Brendan wrote:while not returning from "do_a_task_switch()" into a known state may be a little more complex, it's unecessary and there are (or can be) reasons not to.
Unnecessary to do what? Return to an unknown state?
I'd better define what I mean by unknown state. I agree that, at run time, in the absence of weird subtle bugs like the EOI problem, things will work ok with your scheme. When you switch from thread A to thread B, thread B returns from do_a_task_switch() seemingly in the same state as when it entered it. However, from the kernel developer's point of view, it is now impossible to statically analyze the control flow inside the kernel just by looking at the code. Every time you see a call to do_a_task_switch(), you as the developer reading the code, have no idea what will happen next (in terms of time, not in terms of what will happen on that thread at some point in the future when it gets switched to again).
How about the page fault handler? The page fault itself causes you to enter the kernel, but if the page fault handler needs to load a page of data from disk (e.g. from swap space) then you have to do a thread switch before you return from the page fault handler.
IMO that's an odd way to implement any handler. I think of each handler/system call/interrupt as an event that potentially changes the state of a thread. At a high level, the control flow of an OS is a bunch of related concurrent event-driven state-machines. I'd rather model this in a more controlled manner, rather than relying on the state of some thread's kernel stack to "remember" what was happening when that thread was blocked for whatever reason.
In the page fault example in particular, I'd handle "hard" page faults (those requiring disk access) by putting the thread in a "page-fault-blocked" state and putting it on an appropriate queue. Next I'd set up a message to send to the appropriate file system or disk driver. Then I'd run the scheduler, which would pick the next task to run. The page fault handler would just iret to a new thread, like all the other handlers. Eventually, the in-page I/O request will complete, and the "page-fault-blocked" thread will be awoken. I see no reason to freeze the thread's state within the kernel itself at the moment you decide to block it.
But there are exceptions to this. One example would be a "get a message" system call, where the task blocks if no messages are currently available for the task. In this case "do_a_task_switch" is often called after checking if any messages are available, but before the "important thing" (or getting the message) takes place, and certainly not as the last thing before iret.
That's an example of a case where your scheme magically works because copying a message to the receiving thread's buffer is not really a critical operation the way sending an EOI is (i.e. -- it's something that could happen before iret, or could not, either way it doesn't bring the system down).

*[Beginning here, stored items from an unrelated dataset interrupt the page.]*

PR #4728, opened 2022-11-06
Convert metagame visibility settings to booleans, change metagame prefix

CarlosFdez:
Under the hood it still uses the old user visibility stuff, we can knock those out as they come up / cause problems.

image

### DIFF
--- a/static/lang/en.json
+++ b/static/lang/en.json
@@ -2852,19 +2852,11 @@
                 },
                 "ShowDC": {
                     "Name": "Show DCs on attacks and saves",
-                    "Hint": "Decide who can see the DC of a check.",
-                    "None": "None",
-                    "Gm": "GM",
-                    "Owner": "Owner",
-                    "All": "All"
+                    "Hint": "If enabled, players will see DCs of checks made against NPCs and other non-player-owned sources."
                 },
                 "ShowResults": {
                     "Name": "Show results on attacks and saves",
-                    "Hint": "Decide who can see the result of a check rolled from a chat card.",
-                    "None": "None",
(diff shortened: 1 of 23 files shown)


CarlosFdez:
If the prefix stuff bothers you, we can migrate all the . separators to _ so that we don't need it, then attempt to convert to boolean afterwards.

static/lang/en.json
```diff
@@ -2852,19 +2852,11 @@
                 },
                 "ShowDC": {
                     "Name": "Show DCs on attacks and saves",
-                    "Hint": "Decide who can see the DC of a check.",
-                    "None": "None",
-                    "Gm": "GM",
-                    "Owner": "Owner",
-                    "All": "All"
+                    "Hint": "Decide if players can see the DC of non-player checks."
```
stwlam, line 2855:
```suggestion
                    "Hint": "If enabled, players will see DCs of checks made against NPCs and other non-player-owned sources."
```

static/lang/en.json
```diff
@@ -2852,19 +2852,11 @@
...
                 },
                 "ShowResults": {
                     "Name": "Show results on attacks and saves",
-                    "Hint": "Decide who can see the result of a check rolled from a chat card.",
-                    "None": "None",
-                    "Gm": "GM",
-                    "Owner": "Owner",
-                    "All": "All"
+                    "Hint": "Decide if players can see the degree of success of a check rolled from a chat message."
```
stwlam, line 2859:
```suggestion
                    "Hint": "If enabled, players will see the degree of success of checks made against NPCs and other non-player-owned sources."
```

PR #4731, opened 2022-11-06
Allow cantrip deck creation from spell

### LINKED ISSUE #2256: [Feature Request] Cantrip Deck to allow linking of spells
In GitLab by @Unikatze on Apr 29, 2022, 15:02

Wondering if it's possible for the Cantrip Deck (SoM) to work similar to wands and scrolls, where you can assign a spell to it when you drag it into your inventory from the compendium.

KSops:
Resolves #2256


KSops:
I'm sure if there's demand for "other items" we can address it then.
As for demand for the deck, there's at least the original ticket author as well as myself. Maybe I'm playing my class wrong :P but I keep a few decks on my rogue for utility.

CarlosFdez:
I know right now you can simulate them by creating scrolls and adding uses to them. I guess this is a pretty unique case where its "pick any spell" I suppose.

Sure then. But for now might be best to lock it to first level spells.

src/module/actor/sheet/base.ts
```diff
@@ -719,7 +726,7 @@ export abstract class ActorSheetPF2e<TActor extends ActorPF2e> extends ActorShee
                     actor,
                     {},
                     async (heightenedLevel, itemType, spell) => {
-                        if (!(itemType === "scroll" || itemType === "wand")) return;
+                        if (!isSpellConsumableItemType(itemType)) return;
```
CarlosFdez, line 729: You should probably remove this check and make the function's type into SpellConsumableItemType.

src/module/item/consumable/spell-consumables.ts
```diff
@@ -31,26 +36,50 @@ const wandCompendiumIds: Record<number, string | undefined> = {
...
+function getNameForSpellConsumable(type: SpellConsumableItemType, spellName: string, heightenedLevel: number): string {
+    let name;
+    switch (type) {
+        case "cantrip-deck-5":
+            name = game.i18n.format("PF2E.CantripDeckFromSpell", { name: spellName });
+            break;
+        case "scroll":
+            name = game.i18n.format("PF2E.ScrollFromSpell", { name: spellName, level: heightenedLevel });
+            break;
+        default:
```
CarlosFdez, line 63: Don't use default for this. Use "wand". That way if anything is ever added, typescript will notify you that a change is required.

CarlosFdez:
You'll need to find a way to hide level selection when it changes to cantrip. You could look at the spellcasting create and edit dialog for implementation advice.

Instead of a new isSpellConsumable function, use tupleHasValue() or setHasElement() and have the value list somewhere. MAGIC_TRADITIONS can be searched as an example.

src/module/item/consumable/spell-consumables.ts
CarlosFdez: Even better, have a mapping from item type to localization entry. Then pull from that mapping.

stwlam:
> I'm sure if there's demand for "other items" we can address it then. As for demand for the deck, there's at least the original ticket author as well as myself. Maybe I'm playing my class wrong :P but I keep a few decks on my rogue for utility.

Demand for this is slight compared to "other items," and I'm not convinced it's worth hard-coding.

CarlosFdez:
The only reason I'm kinda entertaining it is because its basically just a different more restricted version of a scroll. This shouldn't happen too often, but ideally if we're gonna hardcode it, it'd be nice if it was cleaned up first.

That said, perhaps a better way of doing this is to add dropzones to scroll and wand details that show the embedded spell. That way the cantrip deck can just be an empty "scroll".

KSops:
Emulating this with empty scrolls affects a character's wealth (sure, that's editable but it's work), carried bulk, and missing item description about how cantrip decks work.

But if the decision is that request itself is not worth it then the original ticket should be marked as `won't fix` and we should close it accordingly with whatever justifications.

CarlosFdez:
I think what I plan to do is the dropzone once I find a bit more time (perhaps after I add custom damage type support), and we'll see how well that handles your use case. If it doesn't handle it well, we can consider adding additional options to this menu (after its cleaned up of course). I don't think its problematic to add dialog options for certain common cases so long as there is a non-hardcoded way to do it in the system.

KSops:
I was going over the rules and noticed cantrips can't be loaded into scrolls or wands. I'm thinking of leaving the wand scroll popup as it originally was then and adding a basic confirm dialog for creation of a cantrip. tldr; if it's a cantrip being dragged and dropped, switch to a confirm dialog that creates a cantrip deck, else go to original behaviour. Does that sound sensible?

CarlosFdez:
Thinking more on it, after a bunch of weeks, I don't disagree with the concept. I think the idea is fine. While we need to implement dropzones anyways for these sorts of items, this dialog is more of a user friendliness thing than a new feature persay.

That said, creating a whole new dialog type for just cantrips concerns me a bit. I would suggest renaming ScrollWandPopup to CastingItemCreateDialog and do it there if possible. Try to reduce the code to a minimum, so its not a pain to add more if we ever need to.

For the localizations, rather than creating new top level ones, it might be best to bunch them up. My recommendation is `PF2E.Item.Physical.FromSpell.X` where X is Cantrip5, Scroll, and Wand. Shark might ask you to change this later, he tends to have different suggestions on where to put these things. Feel free to remove the old localization entries for this.

There might eventually be more but that's what comes to mind. This code is part of the not-cleaned-up part of the codebase, so the end result should likely be less code than what you started with (or about par). Adding more is a sign that something probably went wrong.

KSops:
- Changed dialogs back into a single dialog
- Renamed dialog as suggested
- Changed localization strings
    - Wands are apparently not consumables so some strings were changed to call them "spellcasting items"
    - Reordered some strings in `en.json` to be sorted alphanumerically
    - Grouped item creation names as suggested

src/module/item/consumable/spell-consumables.ts
```diff
@@ -31,26 +41,36 @@ const wandCompendiumIds: Record<number, string | undefined> = {
...
+        case "cantripDeck5":
+            id = cantripDeckId;
+            break;
+        case "scroll":
+            id = scrollCompendiumIds[heightenedLevel] ?? null;
+            break;
+        default:
+            id = wandCompendiumIds[heightenedLevel] ?? null;
+    }
+    return id;
```
CarlosFdez, line 56: return directly from inside the case statements rather than assigning to a let. You could also alternatively chain a ternary.

In general try to avoid lets whenever possible.

src/module/actor/sheet/popups/casting-item-create-dialog.ts
```diff
@@ -0,0 +1,107 @@
...
+        ["wand", "PF2E.CastingItemCreateDialog.wand"],
+        ["cantripDeck5", "PF2E.CastingItemCreateDialog.cantripDeck5"],
+    ])
+);
+
+export class CastingItemCreateDialog extends FormApplication<ActorPF2e> {
+    onSubmitCallback: CastingItemCreateCallback;
+    spell: SpellPF2e;
+    formDataCache: FormOutputData;
+    isCantrip: boolean;
```
CarlosFdez, line 31: replacing all internal isCantrip references with this.spell.isCantrip will save you a few lines. There's no real need to cache that.

KSops: Just thought I'd save lookups but I guess it comes from a set, so it'll be negligible

static/templates/popups/casting-item-create-dialog.hbs
```diff
@@ -0,0 +1,26 @@
+<form autocomplete="off" onsubmit="event.preventDefault();">
+    <label>{{ localize "PF2E.CastingItemCreateDialog.label" }}</label>
+    {{#if (ne itemType "cantripDeck5")}}
+    <div class="form-group">
+        <p><label>{{ localize "PF2E.CastingItemCreateDialog.spellLevelLabel" }}</label>
+        <select name="level" data-dtype="Number">
+        {{#select level}}
+            {{#each validLevels}}
+            <option value="{{this}}">{{this}}</option>
```
CarlosFdez, line 9: you should probably match what heightenLevels does in spell-overlay.hbs

src/module/actor/sheet/popups/casting-item-create-dialog.ts
```diff
@@ -0,0 +1,105 @@
...
+        options.title = game.i18n.localize("PF2E.CastingItemCreateDialog.title");
+        options.template = "systems/pf2e/templates/popups/casting-item-create-dialog.hbs";
+        options.width = "auto";
+        options.submitOnChange = true;
+        options.closeOnSubmit = false;
+
+        return options;
+    }
+
+    override async getData(): Promise<FormApplicationData<ActorPF2e>> {
```
CarlosFdez, line 61: You should make the FormInputData the return type, and have it extend from FormApplicationData<ActorPF2e>. Rather than setting properties on the super, you should return a new object with the old properties splatted at the start. Most sheet classes more or less follow that pattern now.

static/templates/popups/casting-item-create-dialog.hbs
KSops: Which part are you referring to? Using a named local instead of `this`? Or a localization string?

src/module/actor/sheet/popups/casting-item-create-dialog.ts
```diff
@@ -0,0 +1,105 @@
...
+        };
+    }
+
+    override async _updateObject(event: Event, formData: FormOutputData) {
+        Object.assign(this.formDataCache, formData);
+        if (event.type === "submit") {
+            await this.formSubmit(event, formData);
+        } else {
+            await this.formUpdate(event, formData);
+        }
```
CarlosFdez, line 84: I don't think this method and the ones called after are big enough to need to split it up like this. I think what you can do is that event.type !== "submit", you do an await this.render() and then return. And then you do what's currently in formSubmit() afterwards.

KSops: Sure I can do that. Just thought I'd make it readable and clear so that someone can change behaviour in the future for a specific course of action.

static/templates/popups/casting-item-create-dialog.hbs
CarlosFdez: I mean ordinal values like 3rd Level, 4th Level. But I'm looking at the current dialog again, and this isn't a regression, so its ok to leave as is.

CarlosFdez:
I'm ok with this as written now. Thanks for working on it.

CarlosFdez (approved):

PR #4741, opened 2022-11-08
Correct placement of journal link for Curse Maelstrom

dogstarrb:


TikaelSol:
This is going to cause a conflict with your other PR.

In my scheme, the thread makes a "get a message" system call. Immediately its most essential context (i.e. -- excluding FPU state but excluding system call parameter registers) is saved. This means that when its context is eventually restored, it will wake up seemingly at the moment that it made the system call, rather than somewhere in the middle of the kernel. This means that whoever delivers the message to that thread, whenever it happens, can copy the message to the thread's buffer and then switch to that thread on the way out of the kernel. If you were to read the code for the "get message" system call, you could tell statically where the control would go right up until the iret.
What is the advantage of your scheme...? Conversely, what is the disadvantage of my scheme? For that matter, which is more conventional?
At the time I had (unrelated) design problems with level triggered interrupts, and (more recently) interrupt latency problems that caused IRQ8 to be missed on some computers which led to the OS locking up/waiting forever (although this could be attributed to setting the RTC periodic timer's frequency too fast).
Did allowing nested interrupts fix this? If so, how? I briefly forgot that the kernel itself ought to deal with the timer in its own ISRs.